Output created: report.html

Our working directory now contains the two graphs and the report (plus a directory, called report_files, created by quarto.)

.
├── airmiles.csv
├── fig_smoothed.R
├── fig_smoothed_10.png
├── fig_smoothed_5.png
├── fig_smoothed_8.png
├── report.html
├── report.qmd
├── report_files
└── workflow.sh

The report itself looks like this:

Smoothed Passenger Miles

We use a spline to smooth data on passenger miles.

Putting calls to Rscript in a makefile

An even better way to organize a data analysis workflow is to put the Rscript commands in a makefile. For an introduction to makefiles, see Project Management with Make.

Here the makefile equivalent of the workflow.sh file:


.PHONY: all
all: report.pdf

fig_smoothed_5.png: fig_smoothed.R airmiles.csv
    Rscript $^ $@ --n_knot=5  

fig_smoothed_10.png: fig_smoothed.R airmiles.csv
    Rscript $^ $@ --n_knot=10

report.pdf: report.qmd fig_smoothed_5.png fig_smoothed_10.png
    Rscript -e "quarto::quarto_render('$<')"

We delete fig_smoothed_5.png and run the makefile.

rm fig_smoothed_5.png
make

Rscript fig_smoothed.R airmiles.csv fig_smoothed_5.png --n_knot=5  
✔ Assigned object `.airmiles` with value "airmiles.csv" and class "character".
✔ Assigned object `n_knot` with value 5 and class "numeric".
✔ Assigned object `.out` with value "fig_smoothed_5.png" and class "character".
null device 
          1 
Rscript -e "quarto::quarto_render('report.qmd')"
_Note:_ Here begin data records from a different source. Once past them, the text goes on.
PR #3281, opened 2024-08-04
Columns header is printed twice Fixed

### LINKED ISSUE #3264: Columns header is printed twice for snapshotters
The columns header is being printed twice for snapshotter gadgets. The behavior happens with all binaries:

```bash 
$ ./kubectl-gadget run snapshot_process:latest
K8S.NAMESPACE     K8S.PODNAME       K8S.CONTAINERNAME COMM            PID      TID      UID      GID     PPID K8S.NODE
K8S.NAMESPACE     K8S.PODNAME       K8S.CONTAINERNAME COMM            PID      TID      UID      GID     PPID K8S.NODE
 
$ sudo -E gadgetctl run snapshot_process:latest
RUNTIME.CONTAINERNAME       COMM                       PID            TID            UID            GID           PPID
RUNTIME.CONTAINERNAME       COMM                       PID            TID            UID            GID           PPI

$ sudo -E ig run snapshot_process:latest
RUNTIME.CONTAINERNAME       COMM                       PID            TID            UID            GID           PPID
RUNTIME.CONTAINERNAME       COMM                       PID            TID            UID            GID           PPI
```

andoriyaprashant:
## describe the change in one sentence

The update fixes an issue where column headers were printed twice. A printedHeader variable was added to ensure headers are only printed once by tracking if the header has already been output.

## How to use

Reviewers should run the affected commands to confirm that column headers are now printed correctly and only once.

## Testing done

Commands tested:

processing file: report.qmd
1/3                            
2/3 [fig_smoothed_side_by_side]
3/3                            
output file: report.knit.md

pandoc 
  to: html
  output-file: report.html
  standalone: true
  section-divs: true
  html-math-method: mathjax
  wrap: none
  default-image-extension: png
  variables: {}
  
metadata
  document-css: false
  link-citations: true
  date-format: long
  lang: en
  title: Smoothed Passenger Miles
  
Output created: report.html

Whereas the bash script workflow.sh would have recreated fig_smoothed_5.png, fig_smoothed_10.png and report.html, Make recognises that fig_smoothed_10.png is still up-to-date, so it only recreates fig_smoothed_5.png and report.html.

Makefiles take some time to master, but they have important advantages, discussed in A Workflow for Data Analysis.

Alternatives to `cmd_assign()`

cmd_assign() is not the only option for processing command line arguments.

One alternative is cmdArgs() in package R.utils, which is a more user-friendly version of the base R function commandArgs().

Another is package docopt, which can be used to construct an interface for script, including the processing of command line arguments.

cmd_assign() is more specialised than cmdArgs() or docopt. It focuses specifically on the task of processing command line arguments as part of a data analysis workflow.